McDowell worried that current FCC proceedings like one on how well radio and TV stations serve their communities could be used as a vehicle to bring back parts of the doctrine. For instance, the idea of requiring stations to have community advisory boards, mentioned in a rulemaking notice on localism, strikes him as bringing back the doctrine “under a different name and sales pitch.” Net neutrality is another venue for the doctrine’s return, McDowell said. “Should it return again, I doubt it would be under the same label.”

McDowell confirmed that he'll give details of his plan to change how the FCC runs (CD Jan 28 p1) in a speech at a Federal Communication Bar Association event Monday.
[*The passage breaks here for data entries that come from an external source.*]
PR #1163, opened 2026-08-13
fix: use current gas limits for withdrawal helpers

decofe:
## Summary

- raise the ZoneOutbox approval gas limit to 500,000
- raise the withdrawal request gas limit to 10,000,000, matching the current E2E test allowance
- stop immediately when the L2 withdrawal receipt failed instead of polling L1 forever

## Validation

- `git diff --check`
- extracted Justfile recipe bodies pass `bash -n`
- `just --list` was unavailable because `just` is not installed in the sandbox

Prompted by: @grandizzy


jenpaff (approved):

jenpaff:
cyclops audit fast

grandizzy (approved):

PR #1172, opened 2026-08-13
feat(prover): embed devnet genesis in CI image

rkrasiuk:
## Summary

Download the Tempo devnet genesis during CI image builds from a configurable URL, defaulting to `https://devnet-assets.tempoxyz.dev/tempo-devnet-nextfork.json`. The genesis is embedded in the prover image through the existing tempo-genesis build context.

### DIFF
--- a/.github/workflows/docker.yml
+++ b/.github/workflows/docker.yml
@@ -14,7 +14,17 @@ on:
         description: "Tag nightly"
         type: boolean
         default: false
+      tempo_genesis_url:
+        description: "Tempo genesis JSON URL to embed in the prover image"
+        type: string
+        default: "https://devnet-assets.tempoxyz.dev/tempo-devnet-nextfork.json"
   workflow_call:
+    inputs:
+      tempo_genesis_url:
+        description: "Tempo genesis JSON URL to embed in the prover image"
+        required: false
+        type: string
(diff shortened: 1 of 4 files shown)


.github/workflows/docker.yml
```diff
@@ -112,6 +123,22 @@ jobs:
...
+          mkdir -p .tempo-genesis
+          curl --proto '=https' --tlsv1.2 \
+            --fail-with-body --location \
+            --output .tempo-genesis/genesis.json \
+            "$TEMPO_DEVNET_GENESIS_URL"
+          jq -e '.config.chainId | type == "number"' \
+            .tempo-genesis/genesis.json >/dev/null
+
+          genesis_sha=$(sha256sum .tempo-genesis/genesis.json | cut -d' ' -f1)
+          echo "Embedding Tempo devnet genesis sha256:${genesis_sha}"
```
shekhirin, line 140: nit: this is not an actual genesis hash, I think it may be confusing to have it here

shekhirin (approved):

.github/workflows/docker.yml
rkrasiuk: it is prefixed with sha256 tho

PR #1178, opened 2026-08-13
fix(prover): pass Tempo genesis to enclave explicitly

rkrasiuk:
## Summary

Pass `--tempo-genesis /etc/tempo/genesis` explicitly in the prover enclave entrypoint.


rkrasiuk:
+1

shekhirin (approved):

PR #209, opened 2018-03-12
ILD_?5_v02 models: update forward region

danieljeans:
BEGINRELEASENOTES
- new driver for tube of square cross-section (BoxSupport_o1_v01_geo.cpp)
- new driver for yoke endcaps with square central hole (Yoke06_Endcaps.cpp)
- adjust description of QD0 and first extraction quad, and add its cryostat
- remove more upstream magnets
- include forward region support tubes: around QD0, outer tube froum outside -> LHCAL, and between ecal endcap and ring
- update yoke design to fit with this support structure
- implement the above in the ILD_?5_v02 models
ENDRELEASENOTES


gaede:
@danieljeans the surfaces are only needed for the tracking - so no need to add it to this support structure.

danieljeans:
@shaojunlu thanks for reporting the volume overlap. I have now defined the portion of the support tube around the ECAL ring with respect to the ECAL parameters to avoid any overlaps.

gaede:
@danieljeans should this be merged for testing ?

ILD/compact/ILD_l5_v02/ILD_l5_o1_v02.xml
```diff
@@ -83,26 +83,7 @@
     <plugin name="InstallSurfaceManager"/>
   </plugins>
 
-  <fields>
-    <field type="solenoid" name="GlobalSolenoid" inner_field="Field_nominal_value"
-           outer_field="outerField_nominal_value" zmax="Coil_half_length"
-           inner_radius="Coil_inner_radius"
-           outer_radius="world_side" />
+  <include ref="../ILD_common_v02/Field_Solenoid_Ideal.xml"/>
+  <include ref="../ILD_common_v02/Field_FwdMagnets_Ideal_250GeV.xml"/>
```
rete: Shouldn't we put the 500 GeV magnet here for the incoming production ?

danieljeans:
I think this is ready for testing. remaining open points from my point of view:

- decide whether to keep fwd magnetic fields in the main "ideal solenoid" simulation models.
If we do, we should strictly speaking define different models for 250/500 GeV.
Since these fields will have (I suspect) have negligible impact on the general physics samples, I would suggest not including them for simplicity.

- define new ILD models with detailed realisitic fieldmap, antiDID, fwd fields, for L/S @ 250/500 GeV
For this we need the realistic  solenoid and antiDID field maps for the small model, which as far as I can see are not available.

ILD/compact/ILD_l5_v02/ILD_l5_o1_v02.xml
danieljeans: A good point. For the main production with ideal fields, I would even suggest not including the fwd magnet fields at all to avoid different models for different energies.

PR #215, opened 2018-04-26
new FCCee_o1_v03 detector model; 

oviazlo:
BEGINRELEASENOTES
- new FCCee_o1_v03 detector model:
  - extend ECAL endcap
  - shrink HCAL ring
  - reduce magnetic field in barrel yoke from 1.5 T to 1.0 T
  - fix in HCAL layer layout (swap steel absorber with steel wall of cassette)

ENDRELEASENOTES


oviazlo:
file name is fixed. test should be successful now

PR #224, opened 2018-06-26
revert https://github.com/iLCSoft/lcgeo/pull/219

gaede:
BEGINRELEASENOTES
 - make lcgeo (v00-16-03 and higher) compatible w/ DD4hep v01-17-0X releases
 -  revert https://github.com/iLCSoft/lcgeo/pull/219
      - use `DD4hep` rather than `dd4hep` in ddsim python

ENDRELEASENOTES


petricm:
This PR will fails since ti tests against the HEAD of DD4hep which does not have `DD4hep.py`

gaede:
Right. Will merge...

PR #226, opened 2018-07-12
new FCCee_o1_v04 detector model with updated MDI and shielding from Anna

oviazlo:
BEGINRELEASENOTES
- new FCCee_o1_v04 detector model
- update on MDI and shielding for CLD (FCCee) detector model (from Anna Kolano)
- new driver: detector/other/Mask_o1_v01_noRot_geo.cpp

ENDRELEASENOTES


andresailer:
What is different in the new mask driver compared to the existing one?
Also, the mask drivers in lcgeo are deprecated and were moved to DD4hep proper, so this new driver should also go to DD4hep.

petricm:
What is the qualitative difference of this noRot driver?

AMKolano:
This driver  has only the mirroring option for the masks (without the additional 180° rotation around z-axis - noRot). I needed it for asymmetric shield placement.

petricm:
I will close this, reopen a new PR once the changes implemented as agreed.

A broad review of commission operations is needed, as it would be at a company, because the “management” of the FCC is changing, McDowell said in a brief interview. “This is just a time for a due diligence review of the entire FCC,” he said. An audit of the agency may “reveal nothing” is amiss or identify areas needing change, added McDowell. Late Wednesday, the FCC released a copy of a letter to McDowell from acting Chairman Michael Copps that called the commissioner’s ideas “constructive.” Work to update FCC IT and Web systems, sought by McDowell, can begin now, Copps wrote, adding that he’s “already at work to improve our internal communications.”

McDowell spoke about how the FCC has already changed, drawing loud applause from attendees. He said he had just received an e-mail from the FCC Office of Legislative Affairs alerting him to the failure of a DTV delay bill to pass the House. (See separate report in this issue.) That office “is once again allowed to talk to commissioners” and that’s “big progress,” McDowell said. At the FCC, he said, “the air smells fresher, the food tastes better.”